Your exposure monitoring records must include the dates, number, duration, and results of each sample and a description of how you sampled to represent employee exposures, plus the sampling and analytical methods used, the type of respirator worn (if any), and the monitored employees' identifying information and job classification, as listed in 1990.151(q)(1)(ii)(A)-(D).

  • Items required are: (A) dates, number, duration and results of each sample and a description of the sampling procedure; (B) description of sampling and analytical methods; (C) type of respiratory protective devices worn, if any; and (D) name, social security number, and job classification of monitored employees and any employees the measurement represents, all per 1990.151(q)(1)(ii).
  • Maintain records in an accurate, organized way so they can be provided to employees, representatives, or OSHA upon request (see also the access provisions in 1990.151(q)(3)(ii)).

Under 1990.151(q)(2)(ii) and (n)(5), what must my medical surveillance records include and what physician-related information do I need to keep?

You must keep copies of the physician's written opinions (or an explanation if none was given or an employee refused), any employee medical complaints related to exposure, the information provided to the physician as required by paragraph (n)(5)(ii)–(v), and each employee's work history, as required by 1990.151(q)(2)(ii)(A)-(D).

  • Specifically include: (A) a copy of the physician's written opinion or a written explanation of its absence or refusal; (B) any medical complaints related to exposure; (C) the information given to the physician as required by 1990.151(n)(5)(ii)–(v); and (D) the employee's work history, per 1990.151(q)(2)(ii).
  • Keep these medical surveillance records for the period specified in the standard or for the duration of employment plus the specified period, per 1990.151(q)(2)(iii).

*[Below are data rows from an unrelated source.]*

PR #218, opened 2020-02-22
adapt_server_data

rexfue:
send to MADAVI in one single request both geiger and thp

add sensor name if sending to MADAVI
define magic numbers for XPIN


multigeiger/transmission.cpp
```diff
@@ -70,59 +71,89 @@ void send_http(HTTPClient *http, String body) {
...
   const char *json_format = R"=====(
 {
  "software_version": "%s",
  "sensordatavalues": [
-  {"value_type": "%stemperature", "value": "%.2f"},
-  {"value_type": "%shumidity", "value": "%.2f"},
-  {"value_type": "%spressure", "value": "%.2f"}
+  {"value_type": "temperature", "value": "%.2f"},
+  {"value_type": "humidity", "value": "%.2f"},
+  {"value_type": "pressure", "value": "%.2f"}
```
ThomasWaldmann: that's better, yeah! :)

multigeiger/transmission.cpp
```diff
@@ -70,59 +71,89 @@ void send_http(HTTPClient *http, String body) {
...
+           pressure);
   send_http(&http, body);
 }
 
+void send_http_geiger_and_thp(const char *host, String tube_type, unsigned int timediff, 
+  unsigned int hv_pulses, unsigned int gm_counts, unsigned int cpm,
+  float temperature, float humidity, float pressure) {
+  char body[1000];
+  HTTPClient http;
+  prepare_http(&http, host, 0);
```
ThomasWaldmann: pin 0?

multigeiger/transmission.cpp
```diff
@@ -70,59 +71,89 @@ void send_http(HTTPClient *http, String body) {
...
+{
+ "software_version": "%s",
+ "sensordatavalues": [
+  {"value_type": "%s_counts_per_minute", "value": "%d"},
+  {"value_type": "%s_hv_pulses", "value": "%d"},
+  {"value_type": "%s_counts", "value": "%d"},
+  {"value_type": "%s_sample_time_ms", "value": "%d"},
+  {"value_type": "BME280_temperature", "value": "%.2f"},
+  {"value_type": "BME280_humidity", "value": "%.2f"},
+  {"value_type": "BME280_pressure", "value": "%.2f"}
```
ThomasWaldmann: remove bme280 here also?

multigeiger/transmission.cpp
```diff
@@ -70,59 +71,89 @@ void send_http(HTTPClient *http, String body) {
...
+  prepare_http(&http, host, 0);
+  tube_type = tube_type.substring(10);
+  const char *json_format = R"=====(
+{
+ "software_version": "%s",
+ "sensordatavalues": [
+  {"value_type": "%s_counts_per_minute", "value": "%d"},
+  {"value_type": "%s_hv_pulses", "value": "%d"},
+  {"value_type": "%s_counts", "value": "%d"},
+  {"value_type": "%s_sample_time_ms", "value": "%d"},
```
ThomasWaldmann: see comment above, sensor name should have extra key/value pair.

multigeiger/transmission.cpp
```diff
@@ -165,27 +196,30 @@ void transmit_data(String tube_type, int tube_nbr, unsigned int dt, unsigned int
...
   #endif
 
   #if SEND2MADAVI
   log(INFO, "Sending to Madavi ...");
   displayStatusLine("Madavi");
-  send_http_geiger(MADAVI, tube_type, dt, hv_pulses, gm_counts, cpm);
-  if (have_thp)
-    send_http_thp(MADAVI, temperature, humidity, pressure);
+  if (have_thp) {
+    // send both infos in one request to MADAVI to keep the server load lower
```
ThomasWaldmann: btw, doing 2 requests is maybe not as bad as one thinks.

if we keep the connection, it is just a 2nd request flowing over existing tcp (and in future tls) connection.

i tried that when experimenting with https, the 2nd+ request is much faster than the first.

multigeiger/transmission.h
```diff
@@ -5,6 +5,13 @@
 #ifndef _TRANSMISSION_H_
 #define _TRANSMISSION_H_
 
+// Sensor-PINS.
+// They are called PIN, because in the first days of Feinstaub sensor they were
+// really the CPU-Pins. Now they are 'virtual' pins to distinguish different sensors.
+// Since we send to sensor.community, we have to use their numbers.
+#define XPIN_RADIATION 19
+#define XPIN_BME280 11
```
ThomasWaldmann: good to have the explanation here!

if this is specific to sensor.community **only**, the pin stuff should be removed from prepare_http so that that can be used as common code for any json request, without us sending a header that is neither needed nor understood by other servers.

multigeiger/transmission.cpp
```diff
@@ -46,11 +46,12 @@ void setup_transmission(const char *version, char *ssid) {
...
 }
 
-void prepare_http(HTTPClient *http, const char *host) {
+void prepare_http(HTTPClient *http, const char *host, int xpin) {
   http->begin(host);
   http->addHeader("Content-Type", "application/json; charset=UTF-8");
   http->addHeader("Connection", "close");
   http->addHeader("X-Sensor", chipID);
+  http->addHeader("X-PIN", String(xpin));
 }
```
ThomasWaldmann: please don't do X-Pin here, this is intended to be generic code to prepare a json http request, no matter which server we are talking to.

multigeiger/transmission.cpp
```diff
@@ -70,59 +71,89 @@ void send_http(HTTPClient *http, String body) {
...
 
-void send_http_thp(const char *host, float temperature, float humidity, float pressure) {
-  bool addname = false;
-  String prefix = (addname ? "BME280_" : "");
+void send_http_thp(const char *host, float temperature, float humidity, float pressure, int xpin) {
   char body[1000];
   HTTPClient http;
-  prepare_http(&http, host);
-  http.addHeader("X-PIN", "11");
```
ThomasWaldmann: this should stay here. or we even need specific / different code for sensors.community and madavi.

multigeiger/transmission.cpp
```diff
@@ -70,59 +71,89 @@ void send_http(HTTPClient *http, String body) {
...
 )=====";
   snprintf(body, 1000, json_format,
            http_software_version.c_str(),
            prefix.c_str(), cpm,
-           hv_pulses,
-           gm_counts,
-           timediff);
+           prefix.c_str(), hv_pulses,
+           prefix.c_str(), gm_counts,
+           prefix.c_str(), timediff);
```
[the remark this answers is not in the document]
rexfue: The names ARE important here for MADAVi. This server checks the name  to decide, which sensor it is and where to put the data in ist database.
And MADAVI builds the names from the value_type. We cannot change this.

multigeiger/transmission.cpp
rexfue: MADAVI doesn't interpret the X-PIN header so the number can be any

multigeiger/transmission.cpp
rexfue: NO

multigeiger/transmission.cpp
rexfue: See comment above - no.

multigeiger/transmission.cpp
rexfue: OK, may be. But Rajko told me, i shall use one request!

multigeiger/transmission.cpp
rexfue: OK, understood. Will change that.

multigeiger/transmission.cpp
rexfue: Yes, I guess ist would be best to use different code.

multigeiger/transmission.cpp
ThomasWaldmann: but then the header rather should not be there.

rexfue: Yeah, would be better.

Under 1990.151(q)(3) and related rules, who can view exposure and medical records and what must I do if I go out of business?

Exposure and medical records must be made available on request to the Assistant Secretary, the Director, employees, and designated representatives; when you cease doing business you must transfer required records to the successor employer or to the Director if there is no successor, as set out in 1990.151(q)(3)(i)-(ii) and 1990.151(q)(4)(i)-(ii).

  • Employer duties: make all records maintained under the section available for examination and copying by the Assistant Secretary and the Director (1990.151(q)(3)(i)).
  • Provide employee exposure measurement records and employee medical records upon request to employees, their designated representatives, and the Assistant Secretary in accordance with 29 CFR 1910.20(a)–(e) and (g)–(i).
  • If you cease business, a successor employer must receive and retain required records (1990.151(q)(4)(i)); if there is no successor, transmit records to the Director (1990.151(q)(4)(ii)).
  • Follow additional transfer requirements in 29 CFR 1910.20(h) when transferring or transmitting records.

Under 1990.151(r)(2), what rights do employees or their representatives have to observe exposure monitoring, and what must the employer provide the observer?

Affected employees or their designated representatives are entitled to observe exposure monitoring and to receive explanations and results, and if observation requires entry into an area with required protective clothing or equipment the employer must provide that PPE and require the observer to follow applicable safety procedures, as required by 1990.151(r)(1) and 1990.151(r)(2).

  • If observation requires entering an area where protective clothing or equipment is required, the employer must provide the observer with the same PPE and ensure they use it and follow other safety procedures (1990.151(r)(2)(i)).
  • Observers are entitled to receive an explanation of the measurement procedures, observe all measurement steps performed at the place of exposure, and record the results and receive results supplied by the laboratory (1990.151(r)(2)(ii)(A)-(C)).

Practical note: Provide observers PPE and a brief orientation to the sampling procedure so observation does not interfere with accurate sampling.